Присев сначала на пол, он улегся, опираясь на плечо, и медленно приблизился к огню. На пальцы плюнуло искрами.
— Зараза! — Курт отшатнулся, шипя от боли; это оказалось гораздо сложнее в исполнении, чем описывалось в эпосах и легендах. Это помимо того, что герои легенд жгли, все-таки, веревки и о свечу, а ему придется спалить на своих руках моток ткани…

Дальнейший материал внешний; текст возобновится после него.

PR #9010, opened 2019-06-16
Add support for django channels

### LINKED ISSUE #9009: Add support django channels
The idea is to allow using bokeh applications in django without a need for embedding a tornado server.

mattpap:
This is a very preliminary approach. You can try this out in `examples/howto/server_embed/django_embed` example.

fixes #9009


bryevdv:
Every file in here is new. Given that, I think we should discuss making a separate project for this, i.e. `bokeh/bokeh-django` for this. A separate project could have real dependencies on Django and channels. 

cc @philippjfr @jlstevens @jbednar

swainn:
@mattpap @philippjfr @sdc50 @msouff Here's the pseudo-code example illustrating panel/bokeh use in a Django app. This is by no means set in stone, but meant to stimulate the discussion to make sure everyone is on the same page and aiming for the same target: https://github.com/Aquaveo/django_bokeh_app

bryevdv:
@mattpap did you say this is `ready`?

bokeh/server/django/__init__.py
```diff
@@ -0,0 +1,14 @@
+import six
```
bryevdv: Needs boilerplate header

examples/howto/server_embed/django_embed/django_embed/templates/embed.html
```diff
@@ -0,0 +1,15 @@
+<!doctype html>
+
+<html lang="en">
+<head>
+  <meta charset="utf-8">
+  <title>Embedding a Bokeh Apps In Django via autoload.js</title>
```
bryevdv: Apps -> App

examples/howto/server_embed/django_embed/manage.py
```diff
@@ -0,0 +1,21 @@
...
+
+def main():
+    os.environ.setdefault('DJANGO_SETTINGS_MODULE', 'django_embed.settings')
+    try:
+        from django.core.management import execute_from_command_line
+    except ImportError as exc:
+        raise ImportError(
+            "Couldn't import Django. Are you sure it's installed and "
+            "available on your PYTHONPATH environment variable? Did you "
+            "forget to activate a virtual environment?"
```
bryevdv: "conda or virtual" ?

examples/howto/server_embed/django_embed/django_embed/views.py
```diff
@@ -0,0 +1,69 @@
...
+from bokeh.themes import Theme
+from bokeh.embed import server_document
+
+from bokeh.sampledata.sea_surface_temperature import sea_surface_temperature
+
+from .shape_viewer import shape_viewer
+
+theme = Theme(filename=join(settings.THEMES_DIR, "theme.yaml"))
+
+def shape_viewer_handler(doc: Document) -> None:
```
swainn: Is the Channels scope and/or Django request object available through this `doc` object? One of the big motivations for integrating Bokeh with Django would be to leverage users and permissions. Access to the currently logged-in user is provided in the Channels scope and/or Django request object. Even if it is available through the `doc` object, it would be better to pass it in as a separate argument.

mattpap: The `doc` is just bokeh's document, but I will add additional arguments to allow accessing the `request` and URL arguments (if provided).

examples/howto/server_embed/django_embed/manage.py
mattpap: That was auto-generated by django. In any case, conda environment is just a implementation of virtual environment concept, so this language seems sufficient to me.

bryevdv:
@mattpap is this `ready`?

swainn:
@mattpap, we are going to be taking a closer look at this next week and try to get our example working. Can we hold off merging until then?

mattpap:
@swainn, sure we can hold off. However, this PR is good enough for merging at this point. New PRs can be started to get the remainder of the features and possibly a refined API in place.

swainn:
> However, this PR is good enough for merging at this point.

I'd say without the `request` being passed into the handler functions, this falls short of full integration with Django. And from my experience, once merged, there will be much less motivation to get it done. @sdc50 what do you think?

examples/howto/server_embed/django_embed/django_embed/views.py
```diff
@@ -0,0 +1,76 @@
...
+    doc.theme = theme
+    doc.add_root(column(slider, plot))
+
+def with_request(f):
+    def wrapper(doc):
+        return f(doc, doc.session_context.request)
+    return wrapper
+
+@with_request
+def sea_surface_handler_with_template(doc: Document, request: Any) -> None:
```
mattpap: @swainn, after all, the only reasonable way of accessing the request (or scope in channels' terms) was to make it available as a part of the document (`doc.session_context.request`), at least without bigger changes to bokeh server. With a simple decorator this can be nicely hidden away, like in this example. I can make this decorator a part of django server API if we settle on this approach.

bryevdv:
Does Django provide or enforce any kind of session affinity? Just noting that if not, storing the request seems likely to fall over as soon as there are multiple processes behind a load balancer (for all the same reasons it falls over with tornado: there's no guarantee the WS request ends up at the same process as the original request)

bryevdv:
I'm actually in the process of trying to improve the auth/security story around Bokeh, e.g. with exportable session ids, sending session id's in cookies, and (in the tornado case) affording a user hook for `get_current_user` so that that an `@authenticated` decorator can just be added on all the relevant request handlers. 

 FWIW I think having Bokeh app code directly handle auto concerns is a Bad Idea. The request handlers should shut down anything immediately, before things ever get to the point of creating a session at all. Which is why I am dubious of an approach that requires making a request (or channel or whatever) available to the actual Bokeh app in order to function. I really wish the requirements for this work had been worked up and published some where public ahead of time so they could have been discussed more broadly.

examples/howto/server_embed/django_embed/django_embed/views.py
swainn: @mattpap this will work for us. The decorator is great for convenience, but I don't mind accessing it on the `doc` object directly either.

msouff:
Hi gentlemen, we have reviewed this and, plus the inclusion of the request object access, it covers everything we needed. Great work.

swainn:
> Hi gentlemen, we have reviewed this and, plus the inclusion of the request object access, it covers everything we needed. Great work.

@mattpap @bryevdv @sdc50 this looks good on our end. Thank you for your patience in allowing us to review before merging.

swainn:
@mattpap @bryevdv any idea when this will be released/what version?

mattpap:
@swainn, bokeh 1.4, but we don't have a date set yet. Though we want to push it out sooner than later, so I suppose maybe in two weeks.

bryevdv:
I would say wk1 Sept is more likely. I very much want to get in all the things I put in the milestone but my bandwidth is limited this month. We can easily make a dev build and provide instructions for installing it, on the explicit understanding that *BokehJS resources for dev builds are not permanently hosted and will disappear in the future (dev builds are for **testing only**)*

swainn:
@bryevdv a dev build would be great.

Снова скомандовать себе 'пошел', аргументируя это тягой к жизни, он все никак не мог. Лишь вообразив Каспара, с ножом в руке идущего по коридору к этой комнате, он заставил себя снова придвинуться к смоляной шишке факела, закусив губы и зажмурившись. Запахло паленым сукном, кожу обожгло, и Курт снова отпрянул, перекатившись на спину, чтобы затушить огонь о пол. Сейчас он как никогда был рад тому, что первое жалованье спустил на покупку хорошей кожаной куртки, вместо того, чтобы облачиться по последней моде (она же предпоследняя) в укороченный камзольчик. Сейчас только это и позволяло не тревожиться хотя бы о том, что на нем может загореться одежда. Кожа, конечно, высохнет и потрескается, но это уже мелочи. Хотя бы по сравнению с тем, что и собственная, на кистях рук и запястьях, будет выглядеть не лучше, судя по тому, как дико они болят…
Курт напрягся, надеясь на то, что полотно прогорело достаточно, чтобы треснуть. Ткань врезалась в опаленную кожу, вырвав из груди не то стон, не то рычание, но поддаваться не пожелала.
— Господи, только б не отрубиться… — прошептал он умоляюще. — Только б не отрубиться…
Я не смогу, подумал он обреченно. Еще раз — не смогу…
Первое, что пришло в голову, чтобы вернуть решимость, это молитва; но ни одной он не смог вспомнить, мысли прыгали и горели, отказываясь останавливаться. Курт уперся в холодный камень пола лбом, пытаясь успокоиться, и вдруг, совершенно четко, в голове всплыл отрывок из Посланий, запомнившийся мимовольно, когда он шифровал свой отчет о столь бездарно проваленном деле. Отрывок был как нельзя кстати, и это придало сил.
— Carissimi… — пробормотал он вслух, стараясь вернуть себе спокойствие ровным произношением привычных слов, забить ими мозг, чтобы не осталось места для мыслей о раздирающем пламени, — nolite peregrinari in fervore qui ad temptationem vobis fit quasi novi aliquid vobis contingat… — он снова приблизился к факелу, замер, нервно облизнув губы, — sed communicantes Christi passionibus gaudete ut et in revelatione gloriae eius… — помедлив, выдохнул: — gaudeatis exultantes[56].